PT faz contas à base aliada para travar impeachment
Depois de quase um ano a pairar, o avanço do processo de impeachment contra a presidente Dilma Rousseff anunciado na quarta-feira à noite pelo presidente da Câmara dos Deputados Eduardo Cunha levou o Brasil a um clima de tudo ou nada. Agora, as forças leais ao governo e a oposição vão lutar nos próximos meses, deputado a deputado, pela continuidade ou bloqueio do processo de destituição. Dilma declarou-se "indignada" com a decisão de Cunha, que, por sua vez, chamou a presidente de "mentirosa". O ambiente de guerrilha em Brasília em breve deve tomar as ruas em forma de manifestações pró e contra o impeachment.
"Estou indignada, as acusações são improcedentes contra um governo democraticamente eleito, não paira contra mim suspeita de desvio de dinheiro público, não possuo contas no estrangeiro", disse Dilma, referindo-se indiretamente a Cunha, que responde por suspeitas de corrupção na justiça no âmbito do petrolão e por falta de decoro no Conselho de Ética da Câmara dos Deputados.
Foi na sequência da decisão dos três deputados do PT de votarem pela perda de mandato de Cunha no Conselho de Ética que o líder da Câmara anunciou a aceitação do impeachment contra Dilma, assinado por três juristas, entre os quais Hélio Bicudo, fundador do PT, e sustentado pelo crime de "pedaladas fiscais", ou seja, manobras para disfarçar o défice das contas do governo.
"Não foi retaliação, é uma decisão técnica e agi em conformidade com as ruas", afirmou Cunha ainda antes da resposta da presidente. Após o pronunciamento desta, o líder legislativo acusou-a de mentir.
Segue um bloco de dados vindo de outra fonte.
PR #1653, opened 2026-09-11
fix(cli): a reported failure carries its status

JumpLink:
Reported against the consumer as JumpLink/Learn6502#180.

## What was measured

A gjsify command handler fails one of two ways: it **throws**, or it assigns
**`process.exitCode`** and returns normally. `index.ts` funnelled only the first into a
real exit. Under GJS — which has no atexit hook, so nothing reads the property back at
natural shutdown — the second ended the process at **0**, with the error already printed
on stderr.

```
$ gjs -m dist/cli.gjs.mjs gresource broken.gresource.xml --sourcedir . --target out.gresource
broken.gresource.xml: "does-not-exist.ui" was not found in any source directory
[gjsify gresource] glib-compile-resources failed (exit 1)
$ echo $?
0
```

Same argv under Node exits 1. The same split held for `gjsify gsettings` and
`gjsify barrels --check`. After the fix all three exit 1 on both hosts, and
`gjsify --version` / `gjsify info` still exit 0. The measured before/after table is in a
comment below.

### Why `&&` was no defence

`gjsify run`'s in-process fast path was already immune — it reads `process.exitCode`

O que levou os deputados petistas a agir contra Cunha e despertar a sua ira é ainda motivo de especulação entre os analistas. "Ao concluir que o governo, a presidente, o ex-presidente Lula da Silva e o próprio partido estavam fadados para ser reféns de um chantagista, o PT decidiu partir para o vai ou racha; chantagens não têm fim, votações de impeachment têm, para o bem ou para o mal", sugere a colunista de O Estado de S. Paulo Eliane Cantanhêde.
Voto a voto
No campo prático, o passo seguinte do processo é a constituição de uma comissão formada por parlamentares de todos os partidos que irá analisar o pedido; a presidente tem então um prazo de dez sessões da Câmara para se defender; segue-se a resposta da comissão que, se se decidir pela abertura do processo, o coloca à votação do plenário da Câmara, onde terá de ser aprovado por dois terços dos deputados para passar a ser discutido pelo Senado. Em caso de nova aprovação na câmara alta, a che-fe do Estado é destituída e substituída pelo seu vice-presidente.
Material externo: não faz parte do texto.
PR #1656, opened 2026-09-11
fix(rolldown-native): keep a failing hook's message

JumpLink:
## The measurement

A `.blp` with one deliberate syntax error, one build, two engines.

Node engine (`gjsify build ... --app gjs`) — answers the question:

    Build failed with 1 error:

    [plugin vite-plugin-blueprint]
    BlueprintCompileError: .../src/header-bar.blp: blueprint-compiler failed
    error: Could not determine what kind of syntax is meant here
    at .../src/header-bar.blp line 4 column 30:
       4 |this is not blueprint syntax @@@;
         |                             ^

GJS engine (`gjs -m dist/cli.gjs.mjs build ...`) — whole output, before this PR:

    {"error":"rolldown: Bundler::generate: BatchedBuildDiagnostic([
      BuildDiagnostic { severity: Error, kind: "UNLOADABLE_DEPENDENCY",
        message: "Could not load src/header-bar.blp", .. }])"}

No reason anywhere. In the incident that prompted this — a GitHub Actions run on
`fedora:43` — 22 of 24 `.blp` files failed and the log said this and nothing else.
The cause was a missing `libadwaita`, so no `Adw-1.typelib`, which
`blueprintcompiler/gir.py` resolves `using Adw 1;` through. blueprint-compiler
itself was installed and had printed a precise message. What cracked it was a
count: exactly 22 files contain `using Adw 1;`, exactly 22 failed, and the two
pure-Gtk files loaded.

After this PR, same build:

    {"error":"rolldown: Bundler::generate: BatchedBuildDiagnostic([...])"}
    1 plugin hook failed during this build:
      [plugin vite-plugin-blueprint] load: .../src/header-bar.blp:
      blueprint-compiler failed (/usr/bin/blueprint-compiler)
    error: Could not determine what kind of syntax is meant here
    at .../src/header-bar.blp line 4 column 30:
       4 |this is not blueprint syntax @@@;
         |                             ^

With a second `.blp` broken the headline reads `2 plugin hooks failed during this
build:` and both are listed — the count that made the real incident diagnosable.

## Cause

Not the blueprint plugin. `packages/infra/vite-plugin-blueprint/src/index.ts:67-70`
already reads execa's `.stderr` and wraps it in `BlueprintCompileError`, which is
why the Node engine prints it. The message is lost one layer down, crossing back
from JS into Rust:

- `packages/infra/rolldown-native/src/rust/src/session.rs:379` —
  `.map_err(|e| format!("rolldown: Bundler::generate: {e:?}"))`
- `{e:?}` is Debug, and rolldown's `BuildDiagnostic` has a
  `finish_non_exhaustive()` Debug impl, so everything past the short `message`
  becomes the literal `..` visible in the output above.

Fixing the Rust would mean rebuilding the cdylib, which needs the `refs/rolldown`
submodule and ships as a per-platform prebuild — a release-shaped change, and not
where the information actually lives. The JS side already has every hook error:
the plugin threw it and `respondError` serialised it moments earlier. So it keeps
its own copy instead of hoping the reason survives the round trip.

- `packages/infra/rolldown-native/src/ts/plugins.ts` — `HookErrorLog`, recorded in
  `respondError`, appended in the `error_occurred` handler.

`respondError` is the single point all twelve hooks of every plugin funnel
through, so this is the mechanism and not a blueprint patch: `xgettext`, `msgfmt`,
`msgcat`, `glib-compile-resources` and anything a future plugin spawns are covered
by construction. rolldown's own `msg` stays first and verbatim — it carries
diagnostics no JS hook was involved in.

Collect, not fail fast. By the time a hook rejects, rolldown has already
dispatched the other modules onto its worker pool and batches the diagnostics
before stopping, so aborting early would save no work and would discard the other
failures — and with them the count that named the shared cause. Capped at 8
spelled out in full (each blueprint failure is a five-line excerpt with a caret;
22 of them bury the headline), with the total always stated.

## Sweep — the same class elsewhere

Audited every subprocess spawn in the plugin families; the per-site table is in a
comment below. One background fact decides most of it: execa v9 bakes the child's
stderr into `error.message` itself, so several catches that look like they discard
it do not.

The plugin layer was largely sound, which is what pins the defect on the bridge.
One real finding: `vite-plugin-gettext/src/utils.ts:18`. `checkDependencies`
caught every probe failure as `catch (_error)` and answered all of them with the
install hint — a gettext that is installed but cannot run (missing libintl after a
partial upgrade, a noexec mount, wrong arch under emulation) was told to install
what it already has, with its own stderr dropped. Measured: an absent command
rejects with `code: 'ENOENT'` and empty stderr; a present one that fails has no
`code` and a populated stderr. The second commit branches on that.

Two non-findings worth recording: `cli/src/utils/spawn.ts` never attaches stderr
to an error, but deliberately — it resolves on any exit code and hands `stderr`
back under `'capture'`, leaving the message to each call site. And
`gresource.ts`/`gsettings.ts` hand-roll `execFile` rather than using that helper,
so their correct behaviour is duplicated in two files.

## Red to green

`tests/integration/rolldown-native` — a load hook throws a multi-line message
whose useful line is not the first, mirroring blueprint-compiler's shape. Run
under GJS against the real prebuild.

Without the fix:

    ✖ a failing load hook puts its OWN message in the rejection
      — Expected values to match using ===
    ❌ [Gjs 1.88.1] 1 of 46 tests failed  (53.0ms)

With it:

    ✔ [Gjs 1.88.1] 48 completed  (56.3ms)

The pre-existing `this.error()` test deliberately accepts "either resolution is
acceptable" and asserts only the user-land throw — nobody checked that the message
reached the caller. That gap is this test.

`packages/infra/vite-plugin-gettext` — a real temp executable that exits 1 with
stderr, not a stubbed execa, because the branch reads `error.code`, which the spawn
sets and a mock would have to guess.

Without the fix:

    ✖ checkDependencies › reports an INSTALLED tool that fails with its own stderr
      — Expected values to match using ===
    ❌ [Node.js 24.19.0] 1 of 51 tests failed  (102ms)

With it:

    ✔ [Node.js 24.19.0] 52 completed  (111ms)

The sibling case ("tells someone with no gettext to install gettext") passes in
both runs, so the red is the branch and not the harness.

The cap branch. Reviewing coverage afterwards, 1 and 2 failures were exercised but
`… and N more` was not — an untested branch in the part that carries the count.
Twelve failures now assert the headline total, the eight spelled out and the
remainder; measured before committing it: `12 plugin hooks failed during this
build:`, 8 detail lines, `  … and 4 more`.

## Validation

`gjsify format --check`, `gjsify lint` and `gjsify tsc --noEmit` clean on all three
touched packages. The Rust `{e:?}` remains as-is and is the deeper fix whenever the
cdylib is next rebuilt — it would also cover diagnostics rolldown raises with no JS
hook involved.

### DIFF
--- a/packages/infra/rolldown-native/src/ts/plugins.ts
+++ b/packages/infra/rolldown-native/src/ts/plugins.ts
@@ -255,6 +255,84 @@ export function isResolveMiss(error: string): boolean {
     return error.startsWith('NotFound(');
 }
 
+/** Which plugin's which hook a failure came from. */
+interface HookSite {
+    plugin: string;
+    hook: string;
+}
+
+/**
+ * How many hook failures to spell out in full before summarising the rest.
+ *
+ * Not 1, and not unbounded. ONE is wrong because the COUNT is itself the
+ * diagnosis: 22 of a showcase's 24 `.blp` files failed in a fedora:43 container,
+ * and the two that loaded were the two without `using Adw 1;` — no single
+ * message said "libadwaita is missing", but "22, and exactly the Adw ones" did.
+ * UNBOUNDED is wrong because each blueprint-compiler failure is a five-line
+ * excerpt with a caret, and 22 of those bury the line carrying the count.
+ *
+ * Eight shows that the failures are the same failure repeated, which is the
+ * reader's actual question; the total is stated regardless.
+ */
+const HOOK_ERROR_DETAIL_LIMIT = 8;
+
+/**
+ * The plugin-hook failures of one bundle run, kept so the build can say WHY it
+ * failed.
+ *
+ * Every hook error is already known in JS — the plugin threw it and
+ * `respondError` serialised it — and then the round trip through Rust throws it
+ * away. `Bundler::generate`'s error is Debug-formatted (`session.rs`,
+ * `format!("… {e:?}")`) and rolldown's `BuildDiagnostic` has a
+ * `finish_non_exhaustive()` Debug impl, so everything past the short `message`
+ * collapses into a literal `..`. Measured on this tree, one deliberate syntax
+ * error in a `.blp`, whole output:
+ *
+ *     {"error":"rolldown: Bundler::generate: BatchedBuildDiagnostic([
+ *       BuildDiagnostic { severity: Error, kind: "UNLOADABLE_DEPENDENCY",
+ *         message: "Could not load src/header-bar.blp", .. }])"}
+ *
+ * The same build under the Node engine printed blueprint-compiler's own "Could
+ * not determine what kind of syntax is meant here" with the line and a caret.
+ * One build, two engines, and only one of them answers the question.
+ *
+ * So the JS side keeps its own copy instead of hoping the reason survives the
+ * crossing. Deliberately NOT a blueprint fix: `respondError` is the one place
+ * all twelve hooks of every plugin funnel through, so `xgettext`, `msgfmt`,
+ * `glib-compile-resources` and whatever a future plugin spawns are covered by
+ * construction.
+ */
+class HookErrorLog {
+    private readonly entries: (HookSite & { message: string })[] = [];
+
+    record(site: HookSite, message: string): void {
+        this.entries.push({ ...site, message });
+    }
+
+    /**
+     * The recorded failures as one block, or '' when there were none.
+     *
+     * COLLECTS rather than failing fast, because the JS side has no say in it:
+     * by the time a hook rejects, rolldown has already dispatched the other
+     * modules onto its worker pool, and it batches the diagnostics
+     * (`BatchedBuildDiagnostic`) before it stops. Aborting the session at the
+     * first error would therefore not save work — it would only discard the
+     * other failures, and with them the count that names the shared cause.
+     */
+    format(): string {
+        if (this.entries.length === 0) return '';
+        const shown = this.entries.slice(0, HOOK_ERROR_DETAIL_LIMIT);
+        const lines = shown.map(({ plugin, hook, message }) => `  [plugin ${plugin}] ${hook}: ${message}`);
+        const omitted = this.entries.length - shown.length;
+        if (omitted > 0) lines.push(`  … and ${omitted} more`);
+        const headline =
+            this.entries.length === 1
+                ? '1 plugin hook failed during this build:'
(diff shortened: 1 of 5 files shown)


JumpLink:
Sweep detail for the PR description — kept as a comment because a markdown table
cannot survive commitlint's 100-character body limit when this is squashed.

Every subprocess spawn in the `vite-plugin-*` / `rolldown-plugin-*` families, plus
the two CLI commands that spawn GLib compilers:

| Site | Tool | stderr reaches user? | Note |
|---|---|---|---|
| `vite-plugin-blueprint/src/index.ts:67` | blueprint-compiler | **yes** | reads `.stderr` explicitly, wraps in `BlueprintCompileError` |
| `vite-plugin-gettext/src/gettext.ts:62` | msgfmt | yes | via execa's own message |
| `vite-plugin-gettext/src/msgfmt.ts:199` | msgfmt | yes | via execa's own message |
| `vite-plugin-gettext/src/xgettext.ts:431` | xgettext, msgcat, msgmerge | yes | via execa's own message; `updatePoFiles` throws up into this same catch |
| `cli/src/commands/gresource.ts:83` | glib-compile-resources | yes | writes `e.stderr` through, then a summary line |
| `cli/src/commands/gsettings.ts:75` | glib-compile-schemas | yes | writes `e.stderr` through, then a summary line |
| `vite-plugin-gettext/src/utils.ts:18` | msgfmt/xgettext `--version` | **NO** | fixed in this PR |

Not findings, but worth recording:

- `cli/src/utils/spawn.ts` never attaches stderr to a thrown error — by design. It
  resolves on any exit code ("a non-zero code is data, not an error") and rejects
  only when the child could not be spawned. Under `stdio: 'capture'` it hands
  `stderr` back; under the default `'inherit'` it streams to the terminal but
  captures nothing, so a caller that checks only `result.code` loses it for logs
  and tests.
- `gresource.ts` / `gsettings.ts` hand-roll `promisify(execFile)` rather than using
  that helper, so the correct behaviour above is duplicated in two files.
- `rolldown-plugin-gjsify/src/shims/unicorn-magic.ts` re-exports `execFile` with no
  catch of its own — errors pass through untouched.
- No other `vite-plugin-*` / `rolldown-plugin-*` package spawns a subprocess at all.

Ou seja, para bloquear o avanço do impeachment o governo terá de garantir o apoio de 171 deputados dos 583 que constituem a Câmara - e a oposição o inverso. "Desde a eleição de Cunha, o governo sabe que só conta com 130 realmente leais", afirma Igor Gielow, diretor da sucursal de Brasília do jornal Folha de S. Paulo. O PMDB, partido de Cunha e do vice-presidente Michel Temer, que herdaria a presidência e ainda não se pronunciou publicamente, já deu sinais de que pode votar com a oposição. Pequenos partidos de esquerda críticos de Dilma, mas ainda mais de Cunha, podem ser providenciais para a presidente.
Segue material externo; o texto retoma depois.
PR #202, opened 2024-12-23
ngfd: Bump SRCREV

MagneFire:
This includes a crash fix for the ffmemless plugin(https://github.com/sailfishos/ngfd/commit/80d356b1c410954c756d3f2cc783a4608e0122b9).

This fixes ngfd from crashing when the alarm fires on `hoki`.


beroset:
Tested and verified.

PR #204, opened 2025-02-11
Several fixes for build errors as well as refactoring of how users and groups are handled

dv1:
These commits introduce fixes for build errors that happen when -Werror is used during compilation. Until now, some rather ugly workarounds were being used that were fragile, for example, by using sed to remove "-Werror" from build scripts. The fixes here patch the code that causes -Werror to trigger build errors, making such hacks unnecessary.

These commits also rework how users and groups are configured. They introduce a new bbclass where AsteroidOS specific users and groups are created centrally. This removes the need for the "host-user-contaminated" `INSANE_SKIP`, and also uses named constants instead of hardcoded UIDs for the ceres user and group.


beroset (approved):
Used and tested.  This is a valuable contribution, thank you!

PR #205, opened 2025-03-18
Fix geoclue postinstall

beroset:
This fixes the postinstall step required with geoclue by adding gsettings to the inherited classes.  That class automatically performs the step of compiling the schemas using glib-compile-schemas and also adds the /usr/share/glib-2.0/schemas to the FILES variable for the project, which is why it was removed from this file.

The gsettings also has a postinstrm step that recompiles the schemas after the package is removed.

This fixes https://github.com/AsteroidOS/asteroid/issues/304


MagneFire (approved):
This is awesome! Thanks!

PR #207, opened 2025-04-14
Add patch for python3-pyqt5 recipe

beroset:
This allows us to build the python3-pyqt5 recipe without having to add QtWidgets or mesa.  It also applies some patches from ST to fix yocto build errors.

This fixes https://github.com/AsteroidOS/asteroid/issues/227 and https://github.com/AsteroidOS/asteroid/issues/98


MagneFire:
Awesome thanks!

PR #220, opened 2026-02-05
Add support for Android boot image formats V1, 2, 3 and 4.

Aiden-Isik:
This PR adds support for the modern Android boot image formats, enabling devices which were shipped with Android 10 or above to be ported to AsteroidOS.

Changes:
- Updated the mkbootimg part of mkbootimg-tools to AOSP latest on the main branch.
- Rewrote the mkbootimg class to support all currently existing Android boot image formats, whilst retaining backwards compatibility for watches which used the old class (specifically tetra).


Aiden-Isik:
Closing as I am opening a new PR with an expanded scope which includes these changes.

PR #232, opened 2026-03-23
Remove compile-time dependency on virtualkeyboard

beroset:
This remove the compile-time dependency on qtvirtualkeyboard because it is not needed.  See also https://github.com/AsteroidOS/qml-asteroid/pull/88 for the corresponding change in the qml-asteroid build.


FlorentRevest:
I think we de discussed in the qml-asteroid change that we'll keep that logic for Qt6 so let's abandon this PR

O processo, no entanto, pode durar meses porque, em primeiro lugar, o PT pediu um mandado de segurança ao Supremo Tribunal Federal contra o impeachment e, depois, porque o Parlamento entra em período de férias de Natal nos próximos dias.
Aécio: "Não é golpe"
O candidato derrotado por Dilma em 2014, o presidente do PSDB Aécio Neves, sublinha que o "impeachment não é golpe". "Nós apoiamos o pedido para que ele tramite normalmente aqui, isso está previsto na Constituição, logo, não é golpe, o trabalho dos três subscritores do pedido é muito consistente", prosseguiu.
Com a cotação do dólar a cair suavemente após o anúncio de Cunha, a maioria dos empresários do país ouvidos pela imprensa encararam com naturalidade o pedido. "Não sei se o afastamento melhora a economia, mas devemos ter uma solução, nenhum país aguenta viver eternamente num impasse", disse Humberto Barbato, representante da indústria eletrónica. Ricardo Patah, da força sindical UGT, considera "descabida" a aceitação do pedido "por não haver nada que comprove uma gestão fraudulenta".
No passado, o presidente Fernando Collor de Mello foi destituído via impeachment, em 1992, num processo que durou 30 dias. Em 1954, um impeachment contra Getúlio Vargas não passou. Fernando Henrique Cardoso também sofreu pedido semelhante, em 1999, mas sobreviveu politicamente até 2003.